For a particle in potential field, the relativistic Lagrangian is1
\[ L = - m c^2 \gamma^{- 1} - V \]
Utilizing the previous result, the relativistic Lagrangian for the sun-planet system, where the potential energy is2 the Newtonian gravitational energy, is
\[ L = - m c^2 \gamma^{- 1} + \mu m r^{- 1} \quad \mu = G M \]
The problem is considered in polar coordinates $(r, \theta)$. That is
\[ v^2 = \dot{r}^2 + r^2 \dot{\theta}^2 \Rightarrow \gamma^{- 1} = (1 - v^2 / c^2)^{1 / 2} = (1 - (\dot{r}^2 + r^2 \dot{\theta}^2) / c^2)^{1 / 2} \]
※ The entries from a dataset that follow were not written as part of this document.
PR #716, opened 2024-09-26
query field translations + richtext

christinaroise:
Updated GROQ queries to take language into account. This way we only fetch the translation for the current language, and web components don't have to handle unpacking internationalized strings. The downside is added complexity in the GROQ queries. This is somewhat alleviated by defining reusable query "fragments".

Examples:
```typescript
export const TRANSLATED_LINK_FRAGMENT = groq`
    ${LANGUAGE_FIELD_FRAGMENT},
    ${TRANSLATED_LINK_TITLE_FRAGMENT},
    ${TRANSLATED_INTERNAL_LINK_FRAGMENT}
`;

const SECTIONS_FRAGMENT = groq`
  sections[]{
    ...,
    _type == "hero" => {
      ...,
      callToActions[] {
        ...,
        ${TRANSLATED_LINK_FRAGMENT}
      }
    },
    _type == "article" => {
      ...,
      link {
        ...,
        ${TRANSLATED_LINK_FRAGMENT}
      }
    },
    _type == "callout" => {
      ...,
      link {
        ...,
        ${TRANSLATED_LINK_FRAGMENT}
      }
    },
    _type == "ctaSection" => {
      ...,
      callToActions[] {
        ...,
        ${TRANSLATED_LINK_FRAGMENT}
      }
    }
  }
`;
```

```typescript
export function translatedFieldFragment(fieldName: string) {
  return groq`${fieldName}[_key == $language][0].value`;
}

// ...

export const COMPENSATIONS_PAGE_QUERY = groq`
  *[_type == "compensations" && ${translatedFieldFragment("slug")} == $slug][0] {
    ...,
    "language": $language,
    "slug": ${translatedFieldFragment("slug")},
    "basicTitle": ${translatedFieldFragment("basicTitle")},
    "benefitsByLocation": benefitsByLocation[] {
      ...,
      "benefits": benefits[] {
        ...,
        "basicTitle": ${translatedFieldFragment("basicTitle")},
        "richText": ${translatedFieldFragment("richText")}
      }
    },
    "seo": ${translatedFieldFragment("seo")}
  }
`;
```

As an example on how to add translations to richText, this PR adds richtext translations in benefit

Translated rich text in benefits:
Screenshot 2024-09-26 at 09 55 12

## Checklist


anemne:
You should add to PR description that you have added localized value for title as well.

mathiazom:
"Hijacked" this PR to also include handling of field translations in GROQ queries.

src/app/(main)/legal/[id]/page.tsx
```diff
@@ -20,7 +20,7 @@ async function Page({ params }: Props) {
   const { perspective, isDraftMode } = getDraftModeInfo();
 
   const initialDocument = await loadStudioQuery<LegalDocument>(
-    LEGAL_DOCUMENTS_BY_SLUG_AND_LANG_QUERY,
+    LEGAL_DOCUMENT_BY_SLUG_AND_LANG_QUERY,
     { slug: id, language: "en" }, //TODO: replace this with selected language for the page
```
Comment (anemne) [inline src/app/(main)/legal/[id]/page.tsx:24]: We could probably update this hard coded variable as well.

Comment (mathiazom) [reply src/app/(main)/legal/[id]/page.tsx:24]: This file will be removed by #734 , so didn't bother to update it here 🙃

Comment (anemne) [reply src/app/(main)/legal/[id]/page.tsx:24]: You're right!

studio/schemas/objects/link.ts
```diff
@@ -190,10 +192,12 @@ export const link = defineField({
       title: "linkTitle",
       type: "linkType",
     },
-    prepare(selection) {
-      const { title, type } = selection;
+    prepare({ title, type }) {
+      const translatedTitle = isInternationalizedString(title)
```
christinaroise, line 196: Because we know that link is of type  `internationalizedArrayString`, we don't need this check.

studio/schemas/objects/link.ts
```diff
@@ -190,10 +192,12 @@ export const link = defineField({
...
+        ? firstTranslation(title)
+        : null;
       return {
-        title: title[0].value,
+        title: translatedTitle ?? "Missing title",
```
christinaroise, line 200:
``` suggestion
        title: title[0].value || null,
```

studio/lib/interfaces/global.ts
```diff
@@ -8,9 +8,26 @@ export interface DocumentWithSlug {
   _updatedAt: string;
 }
 
-export type InternationalizedString = InternationalizedStringValue[];
+export function isInternationalizedString(
```
christinaroise, line 11: this is a function but placed inside the interfaces folder?

studio/lib/queries/pages.ts
```diff
@@ -1,87 +1,105 @@
 import { groq } from "next-sanity";
 
-// TODO: set all sectons.ref's to slug.current
+export const LANGUAGE_FIELD_FRAGMENT = groq`
+  "language": $language
+`;
+
+export function translatedFieldFragment(fieldName: string) {
```
christinaroise, line 7: same here. move to a util file instead of placing them under queries??

I see why you've placed it here, but because it's a function it doesn't really fit here.

studio/lib/queries/pages.ts
```diff
@@ -1,87 +1,105 @@
...
+  return groq`${fieldName}[_key == $language][0].value`;
```
christinaroise, line 8: Why have you chosen this approach instead of: 

```
  // "basicTitle": basicTitle[$language],
  // "slug": slug[$language].current,
 ```

Comment (christinaroise) [reply studio/lib/queries/pages.ts:8]: I think, if possible, the suggestion above would give us less bloat and a cleaner approach.

**Review by christinaroise — COMMENTED** [review]
make sure you also update the PR description

File: studio/lib/interfaces/global.ts (hunk 4 above)
Comment (mathiazom) [reply studio/lib/interfaces/global.ts:11]: This is a type guard for the type defined in this file. So I valued closeness to the relevant type over having only types/interfaces in the file.

File: studio/schemas/objects/link.ts (hunk 2 above)
Comment (mathiazom) [reply studio/schemas/objects/link.ts:196]: We don't actually know that though. More importantly, TypeScript doesn't know what type it is (since `prepare` gives us variables of type `any`). With the type guard, we can safely ignore the value if it doesn't meet our expectations, and otherwise use the variable with proper typing (which makes the use of `firstTranslation` much nicer). Without the type guard, we are using array operations on something that might not be an array and accessing properties that might not exist.

This is of course a question of how "safe" we want to be, but since we have favored the safer side [before](https://github.com/varianter/variant.no/pull/535#discussion_r1744997509) I think this check fits nicely.

File: studio/schemas/objects/link.ts (hunk 3 above)
Comment (mathiazom) [reply studio/schemas/objects/link.ts:200]: See comment above, but returning `null` is probably better than `"Missing title"` :+1:

File: studio/lib/queries/pages.ts (hunk 5 above)
Comment (mathiazom) [reply studio/lib/queries/pages.ts:7]: Will move this to a util file, but mostly because it will be reused in other query files. In general, I don't think we should split up related concepts just because they are functions or variables.

File: studio/lib/queries/pages.ts (hunk 6 above)
Comment (mathiazom) [reply studio/lib/queries/pages.ts:8]: Because that's the query required by the shape of the data: https://github.com/sanity-io/sanity-plugin-internationalized-array/blob/main/README.md#shape-of-stored-data

File: studio/schemas/objects/link.ts (hunk 2 above)
Comment (christinaroise) [reply studio/schemas/objects/link.ts:196]: Why don't we know it's of type internationalizedArrayString when that's why we're setting on the schema? 

I agree however that there should be a better approach given cases where we update the schema type but forget to adjust in preview. Could we leave it as it was and come up with a better approach for all preview cases? Because this wouldn't just concern string array, but cases where we say adjust the schema name that's used as reference in a preview

File: studio/lib/queries/pages.ts (hunk 6 above)
Comment (christinaroise) [reply studio/lib/queries/pages.ts]: Ah my bad, I was looking ad doc translation 💡 

I am still concerned however with the amount of bloat and complexity this approach causes. I'd vote for opting out of the added fragments and if absolutely needed we could go back and revisit.

File: studio/schemas/objects/link.ts (hunk 2 above)
Comment (mathiazom) [reply studio/schemas/objects/link.ts:196]: > Why don't we know it's of type internationalizedArrayString when that's why we're setting on the schema?

Because there is no typing of the preview variables. So the schema could be changed without raising any errors. With the type guard we can try to give the variable a proper type, and safely fail if the schema has changed. Using a variable with an actual type is much easier than using an `any` variable, which could be anything. We could also use the `as` keyword to achieve this, but then we would just bypass the type check completely and possibly end up with undefined behavior. 

> I agree however that there should be a better approach given cases where we update the schema type but forget to adjust in preview. Could we leave it as it was and come up with a better approach for all preview cases? Because this wouldn't just concern string array, but cases where we say adjust the schema name that's used as reference in a preview

This is an attempt at checking that. I agree that this check would be nice in other uses of `prepare`, but I don't see why that should stop us from doing it only here as a start.

**Review by anemne — APPROVED** [review]

File: studio/lib/queries/pages.ts (hunk 6 above)
Comment (mathiazom) [reply studio/lib/queries/pages.ts]: The whole point of using fragments is to reduce bloat and address the complexity introduced in queries when using translated strings. If we don't use fragments, we have to repeat the same GROQ expressions in all the places we have translations. This increases the chance that we make mistakes when writing queries.

Comment (christinaroise) [reply studio/lib/queries/pages.ts]: I agree, I just think that for cases where there's only one line, such as `basicTitle[_key == $language][0].value` there's no need for fragments

File: studio/schemas/objects/link.ts (hunk 2 above)
Comment (christinaroise) [reply studio/schemas/objects/link.ts:196]: My concern is that this approach is too specific to this scenario and that it wouldn't transfer nicely in other scenarios, giving us multiple type guards. The main problem is that our checks aren't triggered if preview get's an error. How about we start there first before we add type guards?

File: studio/lib/queries/i18n.ts [hunk 7]
```diff
@@ -0,0 +1,28 @@
+import { groq } from "next-sanity";
```
christinaroise, line 1: our root folder for translation is named `internationalization` let's rename this file to the same to more easily understand the connection

studio/lib/queries/pages.ts
christinaroise: Let me clarify further. The Link fragments are absolutely ok! 
But I think the `translatedFieldFragment()` is redundant

src/blog/components/legal/LegalPreview.tsx
```diff
@@ -2,7 +2,7 @@
 import { QueryResponseInitial, useQuery } from "@sanity/react-loader";
```
christinaroise, line 2: Remind me why we added `app/blog/components` ?

studio/lib/queries/i18n.ts
mathiazom: Would it be possible to rename the root folder to `i18n` instead? Internationalization is a famously long word, and "i18n" is widely adopted 🙃

src/blog/components/legal/LegalPreview.tsx
mathiazom: I don't see that folder, are you talking about `src/blog/components`? If not, it might be a folder on your local machine that is not tracked by git (since git only tracks files).

studio/lib/queries/pages.ts
mathiazom: Ok, good 🤗 

Based on your initial comment, I think we can agree that `[_key == $language][0].value` is not very readable or clean. It's also used many places, so reusing the expression makes sense. `translatedFieldFragment()´ is therefore both an attempt at demystifying the expression and to enable reuse.

studio/schemas/objects/link.ts
mathiazom: I don't see why we shouldn't use a type guard just because it doesn't solve all our problems related to preview. What is your concern with multiple type guards? A type guard is only for one type, so naturally you would need multiple type guards to handle different types.

Are you maybe thinking that we should throw an error instead of failing silently? We could still do that if the type guard returns false.

src/blog/components/legal/LegalPreview.tsx
christinaroise: Sorry my bad, it looked like it was under app.

Still wondering why we've got `blog`?

studio/lib/queries/i18n.ts
christinaroise: hm, I suppose. It's just that Internationalization is the term when adding translations to websites or apps. 🤔  But if the two of you think i18n is sufficient enough without having to google it. Go ahead 👍

studio/lib/queries/pages.ts
christinaroise: No, that's not what I meant. 

I meant that `[_key == $language][0].value` is sufficient enough and to omit the use of `translatedFieldFragment()`

studio/schemas/objects/link.ts
christinaroise: My concern is that the handling of previews are done manually right now. There are no checks or tests that fail if preview throws an error such as `Invalid Preview Config`. So if a dev ads changes to the schema, and specifically changes schema values that are used in preview, we have to rely on our memory to update after changes.

So a type guard is nice and all as it gives us visually a fallback, but we're still not alerted to the changes done which preview has to account for

src/blog/components/legal/LegalPreview.tsx
mathiazom: The folder has been there since the beginning, so you tell me 🙃

studio/lib/queries/pages.ts
mathiazom: I don't agree that it's redundant, seeing as we already use it nine different places with just these initial translations. However, I'm fine with removing it if it means we can get this merged.

src/blog/components/legal/LegalPreview.tsx
christinaroise: Ahh right. So then this is placed in a wrong folder. 

blog was meant for UI specific blog and blogpost content.

studio/schemas/objects/link.ts
mathiazom: Added a TypeError that throws if the type guard fails. It will then display an error in the preview component.

image

studio/lib/queries/pages.ts
mathiazom: I will leave this as is for now. We can always inline everything later if it becomes an issue.

src/blog/components/legal/LegalPreview.tsx
mathiazom: We'll fix this later.

PR #717, opened 2024-09-26
V3 fix render issue in legal documents

anemne:
## Short Description

I’ve added a check to determine if the rich text is undefined. If it is, the user will be informed that it is empty, and added a redirectbutton to the given document. Additionally, I’ve made the rich text field in the legal document required.

Screenshot 2024-09-26 at 11 07 14

Screenshot 2024-09-26 at 11 07 24

### DIFF
--- a/src/blog/components/legal/Legal.tsx
+++ b/src/blog/components/legal/Legal.tsx
@@ -21,7 +21,6 @@ const extractHeadings = (blocks: PortableTextBlock[]) => {
 };
 
 const Legal = ({ document }: { document: LegalDocument }) => {
-  console.log(document.richText);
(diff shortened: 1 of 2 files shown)


src/blog/components/legal/Legal.tsx
```diff
@@ -19,7 +21,18 @@ const extractHeadings = (blocks: PortableTextBlock[]) => {
 };
 
 const Legal = ({ document }: { document: LegalDocument }) => {
-  const headings = extractHeadings(document.richText);
+  console.log(document.richText);
```
mathiazom, line 24:
```suggestion
```

mathiazom (approved):

christinaroise (approved):

PR #758, opened 2024-10-10
v3 - purge unused blog components

mathiazom:
We don't have any plans for a custom hosted blog, and probably won't for a while.

This is a start at removing boilerplate that we don't actually need. This PR mostly removes unused React components, and there are still some unused schemas and other util functions left. This is left for another PR. 

Deleted code is not lost forever, but preserved in the git log. This way we can still use it for reference later, without the burden of maintaining it.


src/post/hero/PostHero.stories.tsx
anemne, line 1: Are you sure we don't need this?

mathiazom: Not 100%, but we can always revisit it if it becomes relevant. The point is just to not lock ourselves into the legacy setup.

anemne (approved):

PR #762, opened 2024-10-10
v3 - disable slug change check

mathiazom:
Time to kill some of my own darlings...

We are currently setting the slug field to read-only after publication and making sure that slugs of published documents are not changed.

I think it makes more sense, and avoids a lot of pain, to trust the user that a redirect will be created if the old slug should still work. If that later seems to not be the case, we can reintroduce these constraints.


anemne (approved):
This seems like a good idea for now

PR #765, opened 2024-10-11
v3 - SEO query cleanup

mathiazom:
Cleanup of some parts of the SEO fetching and type definitions

### DIFF
--- a/src/app/(main)/[lang]/page.tsx
+++ b/src/app/(main)/[lang]/page.tsx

The equations of motions are derived from Lagrange’s equations
\[ \frac{d}{d t} \left( \frac{\partial L}{\partial \dot{q}_{i}} \right) - \frac{\partial L}{\partial q_{i}} = 0 \quad q_{i} \in \lbrace r, \theta \rbrace \]
which take the form
\[ q_{i} = r \longrightarrow - m c^2 \frac{d}{d t} (\partial _{\dot{r}} \gamma^{- 1}) + m c^2 \partial _{r} \gamma^{- 1} + \mu m r^{- 2} = 0 \Rightarrow \frac{d}{d t} (\gamma \dot{r}) - \gamma r \dot{\theta}^2 + \mu r^{- 2} = 0 \]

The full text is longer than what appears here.